Does mxnet have the plan to support model parallelism on distributed environment? It means to split cerntain layers into sublayers which run across different machines, although much larger communication cost is introduced, while under situations where model couldnot be contained on single machine, it's a useful feature.
@sxjscience Could this implementation run on disributed environment?
Another question, such model parallelism is designed to assign different layers to different devices, and pipeline used to connect devices. If I want both data parallelism and model parallelism for such a pipeline, for example, I use 3 machines for lstm encoder, and 3 machines for lstm decoder, could mxnet support such kinds of hybrid parallelism?
Additionally, could such kinds of pipeline design be generalized to CNN/DNN ? For example, full connect layers are assigned to some machines, while other layers are assigned to other machines where data parallelism is used.
Sorry that I've misinterpreted the question. The example is not for the distributed environment. But I think we can achieve such pipeline using the current KVStore/Executor APIs.

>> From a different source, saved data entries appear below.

PR #3894, opened 2023-05-29
feat: change own password confirmation

kwasniew:
## About the changes

When changing your own password you should specify the old password. I decided to place old password field above the new one.

Show new password error:
Screenshot 2023-05-29 at 16 10 51

Show old password error:
Screenshot 2023-05-29 at 16 10 41

### DIFF
--- a/frontend/src/component/user/Profile/PasswordTab/PasswordTab.tsx
+++ b/frontend/src/component/user/Profile/PasswordTab/PasswordTab.tsx
@@ -32,20 +32,26 @@ export const PasswordTab = () => {
     const [password, setPassword] = useState('');
     const [confirmPassword, setConfirmPassword] = useState('');
     const [oldPassword, setOldPassword] = useState('');
-    const { changePassword, errors } = usePasswordApi();
+    const { changePassword } = usePasswordApi();
 
     const submit = async (e: SyntheticEvent) => {
         e.preventDefault();
 
         if (password !== confirmPassword) {
             return;
-        } else if (!validPassword) {
+        } else if (false && !validPassword) {
+            console.log('*** invalid password');
             setError(PASSWORD_FORMAT_MESSAGE);
         } else {
             setLoading(true);
             setError(undefined);
             setAuthenticationError(undefined);
             try {
+                console.log('**** changing', {
+                    password,
+                    confirmPassword,
+                    oldPassword,
+                });
                 await changePassword({
                     password,
                     confirmPassword,
@@ -57,6 +63,7 @@ export const PasswordTab = () => {
                     type: 'success',
                 });
             } catch (error: unknown) {
+                console.log('**** error', error);
                 const formattedError = formatUnknownError(error);
                 if (error instanceof AuthenticationError) {
                     setAuthenticationError(formattedError);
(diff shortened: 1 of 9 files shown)


src/lib/routes/admin-api/user/user.ts
```diff
@@ -167,10 +168,14 @@ class UserController extends Controller {
         res: Response,
     ): Promise<void> {
         const { user } = req;
-        const { password, confirmPassword } = req.body;
-        if (password === confirmPassword) {
+        const { password, confirmPassword, oldPassword } = req.body;
+        if (password === confirmPassword && oldPassword != null) {
```
kwasniew, line 172: this should be part of the service but didn't want to change too many things in this PR

src/lib/services/user-service.ts
```diff
@@ -362,6 +362,22 @@ class UserService {
         await this.resetTokenService.expireExistingTokensForUser(userId);
     }
 
+    async changePasswordWithVerification(
```
kwasniew, line 365: delegates to changePassword but performs extra check of old password hash

src/lib/services/user-service.ts
```diff
@@ -362,6 +362,22 @@ class UserService {
...
+        userId: number,
+        newPassword: string,
+        oldPassword: string,
+    ): Promise<void> {
+        const currentPasswordHash = await this.store.getPasswordHash(userId);
+        const match = await bcrypt.compare(oldPassword, currentPasswordHash);
+        if (!match) {
+            throw new PasswordMismatch(
```
kwasniew, line 373: this results in 401 in the error translation layer

src/lib/routes/admin-api/user/user.ts
```diff
@@ -167,10 +168,14 @@ class UserController extends Controller {
...
             this.userService.validatePassword(password);
-            await this.userService.changePassword(user.id, password);
+            await this.userService.changePasswordWithVerification(
+                user.id,
+                password,
+                oldPassword,
+            );
             res.status(200).end();
         } else {
             res.status(400).end();
```
kwasniew, line 181: not sure if we shouldn't make it 401 to be more precise

frontend/src/component/user/Profile/PasswordTab/PasswordTab.tsx
```diff
@@ -79,6 +89,18 @@ export const PasswordTab = () => {
...
                             data-loading
                         />
+                        <PasswordField
+                            data-loading
+                            label="Old password"
+                            name="oldPassword"
+                            value={oldPassword}
+                            error={Boolean(authenticationError)}
+                            helperText={authenticationError}
+                            autoComplete="new-password"
```
nunogois, line 99:
```suggestion

```

nunogois, line 99:
```suggestion
                            autoComplete="current-password"
```

src/lib/routes/admin-api/user/user.ts
nunogois, line 172: Maybe it doesn't hurt to check for truthy here instead of `!= null` so we can cover `undefined` as well. But I'm guessing `undefined` is converted to `null` anyways.

```suggestion
        if (password === confirmPassword && oldPassword) {
```

nunogois (approved):
LGTM

src/lib/routes/admin-api/user/user.ts
kwasniew: This part was test-driven and missing oldPassword is turned into null as you mentioned so I'd rather stick to the original version since I can't even trigger a test scenario for undefined to test it.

multi machine model parallel is doable with low level api (executor+kvstore), but with modern gpus it's usually unnecessarily complicated and under performing except maybe for very special cases. Recommendation system & matrix factorization is one such case. I suggest you talk with @xlvector if you are interested
even with rs and mf, data parallelism is still preferred due to better performance
@mli But what about the situation where model could not be contained within single machine? In many cases model parallelism is used not because of performance but model size.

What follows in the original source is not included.